_Data for this task_
PR #1377, opened 2023-07-02
feat(firebase): support renaming exported server function

### LINKED ISSUE #266: [firebase] support renaming functions
After successfully deploying Nuxt 3 to Firebase using the Nitro Firebase build preset, I noticed that the Firebase Function name generated through `nuxi build` is 'server' by default. 

Firebase allows its users to host multiple sites and create multiple cloud functions within a Firebase project, however, each function must be uniquely named.

Because of the build output not being customizable, to support multiple Nuxt 3 sites in the same Firebase project, I am forced to add a 'hacky' build step to update the `.output/server/index.mjs` file (created by Nuxt) to rename the exported function from 'server' to a custom function name.

I have not been able to find a way to customize the function name in the build output, and it seems this is not yet supported by Nitro, and therefore is not exposed in the Nuxt config either. 

I would like to request this as a feature, possibly something that could be added to the `nitro.config.js` file (and ultimately the `nuxt.config.js` file).

Example:

```
  preset: 'firebase',
  firebase: {
    serverFunctionName: 'my-custom-function-name'
  }
})
```

If this is already supported in any way, and I missed it, let me know. 
If you have questions or need more input, please let me know. 

Thanks, Nitro team,

AlexLavoie42:
### 🔗 Linked issue

#266  

### ❓ Type of change

### 📚 Description

Adds a new option to nitro config that allows giving a custom name to deployed firebase functions.

This is done using rollup replace. I changed the exported name for the server in the firebase entry to `__firebaseServerFunctionName__` to ensure it is unique to the firebase server export. The placeholder name is then replaced with `firebase.serverFunctionName` in the config, which is given a default value of `"server"`.

This change gives an intuitive way to deploy multiple servers to the same firebase project without having them be overwritten. The workaround given in #266 is not very intuitive, and could potentially break other deployments in the future.

I would also recommend adding the same option to V2 functions in #1142, since there doesn't appear to be a way to change the deployed function name in the V2 [HttpOptions](https://firebase.google.com/docs/reference/functions/2nd-gen/node/firebase-functions.https.httpsoptions) (I don't think [`labels`](https://firebase.google.com/docs/reference/functions/2nd-gen/node/firebase-functions.https.httpsoptions.md#httpshttpsoptionslabels) does this, but correct me if I am wrong)

Resolves #266

### 📝 Checklist

I have tested building my own project and the function renaming appears to work as expected. The only difference is that `export { s as server } from './chunks/nitro/firebase.mjs'` becomes `export { _ as server } from './chunks/nitro/firebase.mjs'` since the export now starts with `_` before the placeholder gets replaced. I don't think this will cause any issues, but I am not 100% sure.

### DIFF
--- a/docs/content/2.deploy/providers/firebase.md
+++ b/docs/content/2.deploy/providers/firebase.md
@@ -244,3 +244,33 @@ You may be warned that other cloud functions will be deleted when you deploy you
 ```bash
 firebase deploy --only functions:server,hosting
 ```
+
+## Advanced
+
+### Renaming Function
+
+When deploying multiple apps within the same Firebase project, you must give your server a unique name in order to avoid overwriting
+your functions.
+
+You can specify a new name for the deployed Firebase function in your configuration:
+
+::code-group
+```ts [nitro.config.ts]
+import { defineNitroConfig } from 'nitropack/config'
+
+export default defineNitroConfig({
+  firebase: {
+    serverFunctionName: "<new_function_name>"
+  }
+})
+```
+```ts [nuxt.config.ts]
+export default defineNuxtConfig({
+  nitro: {
+    firebase: {
+      serverFunctionName: "<new_function_name>"
+    }
+  }
+})
+```
+::
--- a/src/presets/firebase.ts
+++ b/src/presets/firebase.ts
@@ -1,6 +1,7 @@
 import { existsSync } from "node:fs";
-import { join, relative } from "pathe";
+import { join, relative, basename } from "pathe";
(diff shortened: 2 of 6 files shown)


Hebilicious:
This is looking good thanks ! Let's wait until https://github.com/unjs/nitro/pull/1142 is merged before moving forward with that one.

pi0 (approved):
Thanks for the PR 💚 I have rebased it and updated implementation to match the latest requirements

PR #1381, opened 2023-07-03
fix: remove fsevents packages to fix firebase build on mac os

### LINKED ISSUE #1367: [firebase] firebase builds can break on macos
### Environment

- Operating System: `Darwin`
- Node Version:     `v20.2.0`
- Nuxt Version:     `0.0.0`
- Nitro Version:    `2.5.2`
- Package Manager:  `pnpm@8.6.3`
- Builder:          `webpack`
- User Config:      `-`
- Runtime Modules:  `-`
- Build Modules:    `-`

### Reproduction

https://github.com/unjs/nitro-deploys

### Describe the bug

If one dependency uses fsevents, running `NITRO_PRESET=firebase npm run build` will create an un-deployable project.

To fix it, the `.output/server/package.json` and `node_modules` directories needs to be altered manually to remove the `fsevents` dependency, which is macos only and will break cloudbuild. 

This should happen on macos only, windows and linux should be fine.

### Additional context

We can fix it by filtering out fsevents in the firebase preset, since we should be targeting linux and not for darwin, regardless of the environment `firebase deploy` is being run in.

### Logs

```sh
i  functions: creating Node.js 18 (2nd Gen) function server(us-central1)...
Build failed with status: FAILURE and message: npm ERR! code EBADPLATFORM
npm ERR! notsup Unsupported platform for fsevents@2.3.2: wanted {"os":"darwin"} (current: {"os":"linux","arch":"x64"})
npm ERR! notsup Valid OS:    darwin
npm ERR! notsup Valid Arch:  undefined
npm ERR! notsup Actual OS:   linux
npm ERR! notsup Actual Arch: x64

npm ERR! A complete log of this run can be found in:
npm ERR!     /www-data-home/.npm/_logs/2023-07-01T17_56_37_753Z-debug-0.log. For more details see the logs at https://console.cloud.google.com/cloud-build/builds;region=us-central1/3622450c-555e-4490-9d09-9e5dfa875243?project=416452184607.

Functions deploy had errors with the following functions:
        server(us-central1)
i  functions: cleaning up build files...

Error: There was an error deploying functions
```

JamieCurnow:
### 🔗 Linked issue

#1367 

### ❓ Type of change

### 📚 Description

In the firebase preset file, globby is used to find all required packages to generate a package.json file for firebase functions to use. On a mac device, the packages include fsevents so this was being added to the package.json. fsevents does not work on linux, so when the code landed on google cloud to be built, it was failing as fsevents could not be installed. I have just filtered out the fsevents package so it is not added to the generated package.json. This affects both firebase preset and the new firebase-v2 preset.

Resolves #1367 

### 📝 Checklist

- [ ] I have updated the documentation accordingly - N/A


JamieCurnow:
@Hebilicious PR here for the firebase mac os issue 👍

Hebilicious (approved):

Hebilicious:
@JamieCurnow Amazing thanks 🙏🏽

src/presets/firebase.ts
```diff
@@ -51,9 +51,14 @@ async function writeRoutes(nitro: Nitro) {
...
   const _require = createRequire(import.meta.url);
 
-  const jsons = await globby(
+  const allJsons = await globby(
     join(nitro.options.output.serverDir, "node_modules/**/package.json")
   );
+
+  // fsevents is a macOS specific package that breaks in google cloud build, so we filter-it ot
+  // see: https://github.com/unjs/nitro/issues/1367
+  const jsons = allJsons.filter((json) => !json.includes("fsevents"));
```
posva, line 60: Would it make more sense to check for something more specific like `"name": "fsevents"`

JamieCurnow: @posva granted, `jsons` is not a great name for this const, but if you follow the code, it comes from globby:

```ts
const jsons = await globby(
    join(nitro.options.output.serverDir, "node_modules/**/package.json")
  );
```

globby is going to return an array of file paths like:

```ts
[
  "/Users/USER_NAME/PROJECT_PATH/.output/server/node_modules/anymatch/package.json",
  "/Users/USER_NAME/PROJECT_PATH/.output/server/node_modules/binary-extensions/package.json",
  "/Users/USER_NAME/PROJECT_PATH/.output/server/node_modules/buffer-equal-constant-time/package.json",
  "/Users/USER_NAME/PROJECT_PATH/.output/server/node_modules/braces/package.json",
  "/Users/USER_NAME/PROJECT_PATH/.output/server/node_modules/buffer-from/package.json",
  "/Users/USER_NAME/PROJECT_PATH/.output/server/node_modules/chokidar/package.json",
  "/Users/USER_NAME/PROJECT_PATH/.output/server/node_modules/fsevents/package.json",
  // ... etc
]
```

So this is why we're using an `includes` function to strip out any globby paths that have a match for fsevents.

We could use some regex or a more specific string in includes here to make sure that for instance if a user's home dir on a mac is `/Users/fsevents` because thats what they used when they set up their mac...?

I'm not sure how specific we want to be - seems like a very rare case...

I guess we could check for `"fsevents/package.json"` and filter those out to be more specific?

JamieCurnow: Or we could move the check down into the reduce call after the require:

```ts
const dependencies = jsons.reduce((obj, packageJson) => {
  const dirname = packageJson.slice(prefixLength, -suffixLength);
  if (!dirname.includes("node_modules")) {
    const packageJsonObject = _require(packageJson)
    if (packageJsonObject.name !== "fsevents") {
      obj[dirname] = _require(packageJson).version;
    }
  }
  return obj;
}, {} as Record<string, string>);
```

What do you think @Hebilicious ?

posva: In that case you can exclude directly using the options of the globby function then

Eckhardt-D:
@Hebilicious Is there any progress here? This is affecting Nuxt deploys on Firebase too if e.g. `nuxt-simple-sitemap` is used.

pi0:
Hi. Thanks for PR again and sorry it took long. It should be solved by https://github.com/unjs/nitro/pull/1610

_Your assignment_
Copy every line of the data that carries the word "should".

_Exercise response_
This should happen on macos only, windows and linux should be fine.
We can fix it by filtering out fsevents in the firebase preset, since we should be targeting linux and not for darwin, regardless of the environment `firebase deploy` is being run in.
Hi. Thanks for PR again and sorry it took long. It should be solved by https://github.com/unjs/nitro/pull/1610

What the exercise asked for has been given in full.